The Battle of Dadosesani Land (Bitwa na ziemi Dziadoszan; Schlacht im Land der Dadosanen), also known as the Battle of Dadosesani Forest (Bitwa w Lesie Dziadoszan, Bitwa w Lesie Dziadoszyców; Schlacht von Dadosaner-Wälder) was fought on 1 September 1015 during the Polish–German Wars, between the forces of the Holy Roman Empire, led by emperor Henry II, the margrave of the Saxon Eastern March, against the forces of the Duchy of Poland led by duke Bolesław I the Brave and Mieszko II Lambert. The battle saw Polish forces attack the rearguard units of the Holy Roman Empire, commanded by Gero, the archbishop of Magdeburg, and Gero II, which were tasked with protecting the retreat of the rest of the forces led by emperor Henry II. It ended with the Polish vicotry and destruction of the rearguard, and the successful reatreated of the rest of the Holy Roman Empire forces. It took place in Lower Silesia, on a swamp on the land of the tribe of the Dadosesani. Its exact location remains unknown, with historians theorising that it most likely took place between towns of Przemków in Lower Silesian Voivodeship and Szprotawa in Lubusz Voivodeship in Poland.

== Background ==
In 1015, during the Polish–German Wars, the Holy Roman Empire forces under the command of the emperor Henry II, broke through the defensive lines of the Duchy of Poland in the Battle of Krosno Odrzańskie. At the same time, the campaign of the Duchy of Bohemia against Poland has been stopped by the Moravians allied with Poland, and the armies the Duchy of Saxony and the Confederacy of the Veleti retreated after pillaging the border regions of Poland. In that situation, the Holy Roman Empire forces become threatened by Polish armies, which led to Henry II ordering his army to retreat back to the Holy Roman Empire.

== Course of the battle ==
While retreating from Poland, the Holy Roman Empire forces set up a camp in Lower Silesia in the lands which belonged to the tribe of the Dadosesani.

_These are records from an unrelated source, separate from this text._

PR #3251, opened 2024-10-22
Run Windows CI on Github Actions

metsma:
##### Checklist

- [ ] macOS tokend is tested

### DIFF
--- a/.github/workflows/windows.yml
+++ b/.github/workflows/windows.yml
@@ -1,0 +1,120 @@
+name: Windows
+
+on:
+  pull_request:
+    paths:
+      - '**.c'
+      - '**.h'
+      - '**.sh'
+      - .github/workflows/windows.yml
+      - '**.am'
+      - '**.mak'
+      - configure.ac
+  push:
+
+permissions:
+  contents: read  #  to fetch code (actions/checkout)
+
+jobs:
+  build:
+    runs-on: ${{ matrix.image }}
+    strategy:
+      matrix:
+        platform: [x86, x64]
+        configuration: [Light, Release]
+        image: [windows-2019, windows-2022]
+    env:
+      OPENPACE_VER: 1.1.3
+    steps:
+      - name: Checkout
+        uses: actions/checkout@v4
+      - name: Git describe
+        id: ghd
+        uses: proudust/gh-describe@v2
+      - name: Package name
+        shell: bash
+        run: |
+          echo PACKAGE_NAME=OpenSC-${{ steps.ghd.outputs.tag }} >> $GITHUB_ENV
+          echo ARTIFACT=OpenSC-${{ steps.ghd.outputs.tag }}_${{ matrix.platform == 'x86' && 'win32' || 'win64' }}${{ matrix.configuration == 'Light' && '-Light' || '' }} >> $GITHUB_ENV
+      - name: Install CPDK
+        run: choco install windows-cryptographic-provider-development-kit -y > $null
+      - name: Install autotools
+        uses: msys2/setup-msys2@v2
+        with:
+          install: autotools mingw-w64-x86_64-pkg-config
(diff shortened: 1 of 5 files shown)


metsma:
I moved Appveyor build 1 to 1 github.
@frankmorgner Can you please add signpath.
I left only 2019 and 2022 VC

frankmorgner (commented):
Thank you very much for taking your time and making this work!

This PR removes AppVeyor entirely. (I am not against this step, I just want to highlight this explicitly.)

As the metadata for instructing some CI runner to do things changes from platform to platform, we have chosen in the other workflow files for Github Actions to put most of the commands into scripts in the `.github` folder. Would it be possible to do the same with the Windows commands, e.g. as powershell scripts? This approach would be more flexible if we need to switch away from Github some day.

You have also simplified [OpenSC.wxs.in](https://github.com/OpenSC/OpenSC/pull/3251/files#diff-a143744d1ceaef543502b75259cf9f9e7d91e91d558039a167a8c29d61ee0213). Did you test if local builds on a 64 bit platform still support building the 32 bit installer?

You are very generous of including new build dependencies (lukka/run-vcpkg@v7, ilammy/msvc-dev-cmd@v1, msys2/setup-msys2@v2, proudust/gh-describe@v2) for things that previously have been done with small sniplets. I am a bit sceptical of this approach as it adds an attack vector to the build infrastructure. (Also, having dedicated build scripts for the runner as suggested above, those dependencies might not be needed anymore.) Do other @OpenSC/maintainers have an opinion about this?

metsma:
> Thank you very much for taking your time and making this work!
> 
> This PR removes AppVeyor entirely. (I am not against this step, I just want to highlight this explicitly.)

I left this for now

> As the metadata for instructing some CI runner to do things changes from platform to platform, we have chosen in the other workflow files for Github Actions to put most of the commands into scripts in the `.github` folder. Would it be possible to do the same with the Windows commands, e.g. as powershell scripts? This approach would be more flexible if we need to switch away from Github some day.

I really don't want invest to much time for this because most the complexity can be solved with meson build system.

> You have also simplified [OpenSC.wxs.in](https://github.com/OpenSC/OpenSC/pull/3251/files#diff-a143744d1ceaef543502b75259cf9f9e7d91e91d558039a167a8c29d61ee0213). Did you test if local builds on a 64 bit platform still support building the 32 bit installer?

I reverted this to make follow up PR for switching to WIX 5. The change did not affect the 32 build only cleanup wix code.

> You are very generous of including new build dependencies (lukka/run-vcpkg@v7, ilammy/msvc-dev-cmd@v1, msys2/setup-msys2@v2, proudust/gh-describe@v2) for things that previously have been done with small sniplets. I am a bit sceptical of this approach as it adds an attack vector to the build infrastructure. (Also, having dedicated build scripts for the runner as suggested above, those dependencies might not be needed anymore.) Do other @OpenSC/maintainers have an opinion about this?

Threatened with being surrounded by the Polish army, Henry II retreated with the majority of his forces, crossing a swamp on an improvised bridge. A few rearguard units were left in camp under the command of Gero, the archbishop of Magdeburg, and Gero II, the margrave of the Saxon Eastern March. Their units had been surrounded by the Polish forces, led by duke Bolesław I the Brave and Mieszko II Lambert, and destroyed following the series of three attacks on 1 September 1015. 200 soldiers of the Holy Roman Empire forces have been killed, including Gero II. According to some historians, such us Mariusz Samp, the number of Holy Roman Empire casualties have been much more severe. The rest of the Holy Roman Empire forces, led by Henry II, managed to retreat from the battle. They were subsequently chased by the Polish forces, led by Mieszko II Lambert, unsuccessfully besieging the settlement of Meissen on 13 September 1015.

The exact location of the battle remains unknown, with historians theorising that it most likely took place between towns of Przemków in Lower Silesian Voivodeship and Szprotawa in Lubusz Voivodeship in Poland. Other proposed locations include the village of Lubiechów, near the city district of Ochla in Zielona Góra, and the municipality of Gromadka.

== Commemoration ==
In 2019, a monument dedicated to the battle was unveiled in the Slavic Park in the town of Szprotawa in Lubusz Voivodeship, Poland. The town is one of the proposed locations of the battle. It takes a forms of a commemorative plaque installed on a large rock.